*WHAT TO DO*.
Print, exactly and completely, every entry in the data.

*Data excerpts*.
PR #415, opened 2017-07-06
overwrite the 'platform' value  when 'host-specific' was set

liangchenye:

### DIFF
--- a/man/oci-runtime-tool.1.md
+++ b/man/oci-runtime-tool.1.md
@@ -32,9 +32,6 @@ oci-runtime-tool is a collection of tools for working with the [OCI runtime spec
 **--log-level**=LEVEL
   Log level (panic, fatal, error, warn, info, or debug) (default: "error").
 
-**--platform**
-  Platform the tool targets.
-
 **-v**, **--version**
   Print version information.
 
--- a/cmd/oci-runtime-tool/main.go
+++ b/cmd/oci-runtime-tool/main.go
@@ -22,11 +22,6 @@ func main() {
 			Value: "error",
 			Usage: "Log level (panic, fatal, error, warn, info, or debug)",
 		},
-		cli.StringFlag{
-			Name:  "platform",
-			Value: "linux",
-			Usage: "Platform the tool targets",
-		},
 	}
 
 	app.Commands = []cli.Command{
--- a/cmd/oci-runtime-tool/validate.go
+++ b/cmd/oci-runtime-tool/validate.go
@@ -10,6 +10,7 @@ import (
 
 var bundleValidateFlags = []cli.Flag{
 	cli.StringFlag{Name: "path", Value: ".", Usage: "path to a bundle"},
+	cli.StringFlag{Name: "platform", Value: "linux", Usage: "platform of the target bundle (linux, windows, solaris)"},
 }
 
 var bundleValidateCommand = cli.Command{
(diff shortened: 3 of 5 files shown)


liangchenye:
I think 'platform' should be moved to 'validate' sub command, but not the global command.

man/oci-runtime-tool.1.md
```diff
@@ -33,7 +33,7 @@ oci-runtime-tool is a collection of tools for working with the [OCI runtime spec
   Log level (panic, fatal, error, warn, info, or debug) (default: "error").
 
 **--platform**
-  Platform the tool targets.
+  Platform the tool targets. It will be overwritten by the host platform if '--host-specific' was set.
```
Mashimiao: Should we clearly says valid values and default value in manpage?

liangchenye: You are right, updating on it.

liangchenye:
updated, PTAL @Mashimiao

Mashimiao:
LGTM

Mashimiao:
ping @hqhq  @mrunalp

hqhq:
LGTM

wking:
On Thu, Jul 06, 2017 at 03:37:31AM +0000, 梁辰晔 (Liang Chenye) wrote:
> I think 'platform' should be moved to 'validate' sub command, but
> not the global command.

I think we should move it back to being a global option.  generate.New
does not currently take a platform argument [1] and it assumes Linux
[2,3], but both of those seem like oversights to me.  I'd certainly
expect future users to be interested in generating new Solaris and
Windows configs, especially if config-generation is what we use for
runtime testing [4].

[1]: https://github.com/opencontainers/runtime-tools/blob/0d35fc8437ec8292cd7065e332000c584f7024c5/generate/generate.go#L33-L34
[2]: https://github.com/opencontainers/runtime-tools/blob/0d35fc8437ec8292cd7065e332000c584f7024c5/generate/generate.go#L52
[3]: https://github.com/opencontainers/runtime-tools/blob/0d35fc8437ec8292cd7065e332000c584f7024c5/generate/generate.go#L181
[4]: https://github.com/opencontainers/runtime-tools/blob/0d35fc8437ec8292cd7065e332000c584f7024c5/validation/validation_test.go#L80

liangchenye:
I removed it for 'generate command' for two reasons:
1. I think it is OK for a config file to have both 'Window specific config' or 'Linux specific config'.
    The runtime-spec does not forbid it.
2. I'm afraid it will be too complicated to have 'platform/template/other single option' in 'generate command'.
    If user want to have 'Windows' configs, I suggest they should:
   1) use 'Windows template'
   2) add 'Windows unique' options so the 'generate' will add 'Window Specific Config' automatically.

wking:
On Tue, Jul 11, 2017 at 01:26:25PM +0000, 梁辰晔 (Liang Chenye) wrote:
> 1. I think it is OK for a config file to have both 'Window specific
>    config' or 'Linux specific config'.  The runtime-spec does not
>    forbid it.

I agree that this is legal (with rc6).  I'm not convinced it would
make a useful default template.

> 2. I'm afraid it will be too complicated to have
>    'platform/template/other single option' in 'generate command'.
>    If user want to have 'Windows' configs, I suggest they should:
>    1) use 'Windows template'

Then why provide generate.New at all?  Just provide NewFromSpec,
NewFromFile, and NewFromTemplate, and let all users supply their own
template.

>    2) add 'Windows unique' options so the 'generate' will add 'Window
>       Specific Config' automatically.

The default template currently sets process.user [1], but that's
optional on Windows [2].  Would folks generating Windows configs that
did not supply their own template have to set a --process-user-remove
option or some such?

Would they have to explicitly set process.cwd to override the
POSIX-centric default value [3]?  Even in #379 (as it currently stands
with da5029b7), the process.cwd default is POSIX-centric [4].

[1]: https://github.com/opencontainers/runtime-tools/blob/15ec1df3f6607f4223ab3915547c184cf60a30dd/generate/generate.go#L43
[2]: https://github.com/opencontainers/runtime-spec/blame/v1.0.0-rc6/config.md#L311
[3]: https://github.com/opencontainers/runtime-tools/blob/15ec1df3f6607f4223ab3915547c184cf60a30dd/generate/generate.go#L51
[4]: https://github.com/opencontainers/runtime-tools/pull/379/files#diff-ed9e41f69ceb4f9d141e2fe7a9da68a4R42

*SOLUTION TO THIS PROBLEM*.
PR #415, opened 2017-07-06
overwrite the 'platform' value  when 'host-specific' was set

liangchenye:

### DIFF
--- a/man/oci-runtime-tool.1.md
+++ b/man/oci-runtime-tool.1.md
@@ -32,9 +32,6 @@ oci-runtime-tool is a collection of tools for working with the [OCI runtime spec
 **--log-level**=LEVEL
   Log level (panic, fatal, error, warn, info, or debug) (default: "error").
 
-**--platform**
-  Platform the tool targets.
-
 **-v**, **--version**
   Print version information.
 
--- a/cmd/oci-runtime-tool/main.go
+++ b/cmd/oci-runtime-tool/main.go
@@ -22,11 +22,6 @@ func main() {
 			Value: "error",
 			Usage: "Log level (panic, fatal, error, warn, info, or debug)",
 		},
-		cli.StringFlag{
-			Name:  "platform",
-			Value: "linux",
-			Usage: "Platform the tool targets",
-		},
 	}
 
 	app.Commands = []cli.Command{
--- a/cmd/oci-runtime-tool/validate.go
+++ b/cmd/oci-runtime-tool/validate.go
@@ -10,6 +10,7 @@ import (
 
 var bundleValidateFlags = []cli.Flag{
 	cli.StringFlag{Name: "path", Value: ".", Usage: "path to a bundle"},
+	cli.StringFlag{Name: "platform", Value: "linux", Usage: "platform of the target bundle (linux, windows, solaris)"},
 }
 
 var bundleValidateCommand = cli.Command{
(diff shortened: 3 of 5 files shown)


liangchenye:
I think 'platform' should be moved to 'validate' sub command, but not the global command.

man/oci-runtime-tool.1.md
```diff
@@ -33,7 +33,7 @@ oci-runtime-tool is a collection of tools for working with the [OCI runtime spec
   Log level (panic, fatal, error, warn, info, or debug) (default: "error").
 
 **--platform**
-  Platform the tool targets.
+  Platform the tool targets. It will be overwritten by the host platform if '--host-specific' was set.
```
Mashimiao: Should we clearly says valid values and default value in manpage?

liangchenye: You are right, updating on it.

liangchenye:
updated, PTAL @Mashimiao

Mashimiao:
LGTM

Mashimiao:
ping @hqhq  @mrunalp

hqhq:
LGTM

wking:
On Thu, Jul 06, 2017 at 03:37:31AM +0000, 梁辰晔 (Liang Chenye) wrote:
> I think 'platform' should be moved to 'validate' sub command, but
> not the global command.

I think we should move it back to being a global option.  generate.New
does not currently take a platform argument [1] and it assumes Linux
[2,3], but both of those seem like oversights to me.  I'd certainly
expect future users to be interested in generating new Solaris and
Windows configs, especially if config-generation is what we use for
runtime testing [4].

[1]: https://github.com/opencontainers/runtime-tools/blob/0d35fc8437ec8292cd7065e332000c584f7024c5/generate/generate.go#L33-L34
[2]: https://github.com/opencontainers/runtime-tools/blob/0d35fc8437ec8292cd7065e332000c584f7024c5/generate/generate.go#L52
[3]: https://github.com/opencontainers/runtime-tools/blob/0d35fc8437ec8292cd7065e332000c584f7024c5/generate/generate.go#L181
[4]: https://github.com/opencontainers/runtime-tools/blob/0d35fc8437ec8292cd7065e332000c584f7024c5/validation/validation_test.go#L80

liangchenye:
I removed it for 'generate command' for two reasons:
1. I think it is OK for a config file to have both 'Window specific config' or 'Linux specific config'.
    The runtime-spec does not forbid it.
2. I'm afraid it will be too complicated to have 'platform/template/other single option' in 'generate command'.
    If user want to have 'Windows' configs, I suggest they should:
   1) use 'Windows template'
   2) add 'Windows unique' options so the 'generate' will add 'Window Specific Config' automatically.

wking:
On Tue, Jul 11, 2017 at 01:26:25PM +0000, 梁辰晔 (Liang Chenye) wrote:
> 1. I think it is OK for a config file to have both 'Window specific
>    config' or 'Linux specific config'.  The runtime-spec does not
>    forbid it.

I agree that this is legal (with rc6).  I'm not convinced it would
make a useful default template.

> 2. I'm afraid it will be too complicated to have
>    'platform/template/other single option' in 'generate command'.
>    If user want to have 'Windows' configs, I suggest they should:
>    1) use 'Windows template'

Then why provide generate.New at all?  Just provide NewFromSpec,
NewFromFile, and NewFromTemplate, and let all users supply their own
template.

>    2) add 'Windows unique' options so the 'generate' will add 'Window
>       Specific Config' automatically.

The default template currently sets process.user [1], but that's
optional on Windows [2].  Would folks generating Windows configs that
did not supply their own template have to set a --process-user-remove
option or some such?

Would they have to explicitly set process.cwd to override the
POSIX-centric default value [3]?  Even in #379 (as it currently stands
with da5029b7), the process.cwd default is POSIX-centric [4].

[1]: https://github.com/opencontainers/runtime-tools/blob/15ec1df3f6607f4223ab3915547c184cf60a30dd/generate/generate.go#L43
[2]: https://github.com/opencontainers/runtime-spec/blame/v1.0.0-rc6/config.md#L311
[3]: https://github.com/opencontainers/runtime-tools/blob/15ec1df3f6607f4223ab3915547c184cf60a30dd/generate/generate.go#L51
[4]: https://github.com/opencontainers/runtime-tools/pull/379/files#diff-ed9e41f69ceb4f9d141e2fe7a9da68a4R42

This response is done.